* **WHAT IS EXPECTED**
Restate word for word the run of lines that begins at the one containing "The cisco website" and ends at the last line of the listing.

·····

PR #1114, opened 2024-02-29
docs: wget skip certificate check

CorruptedPixl:
The cisco website doesnt have a valid certificate so the wget commands need --no-check-certificate added.
Pure documentation change

### DIFF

·····

* **PROBLEM SOLUTION**
The cisco website doesnt have a valid certificate so the wget commands need --no-check-certificate added.
Pure documentation change

### DIFF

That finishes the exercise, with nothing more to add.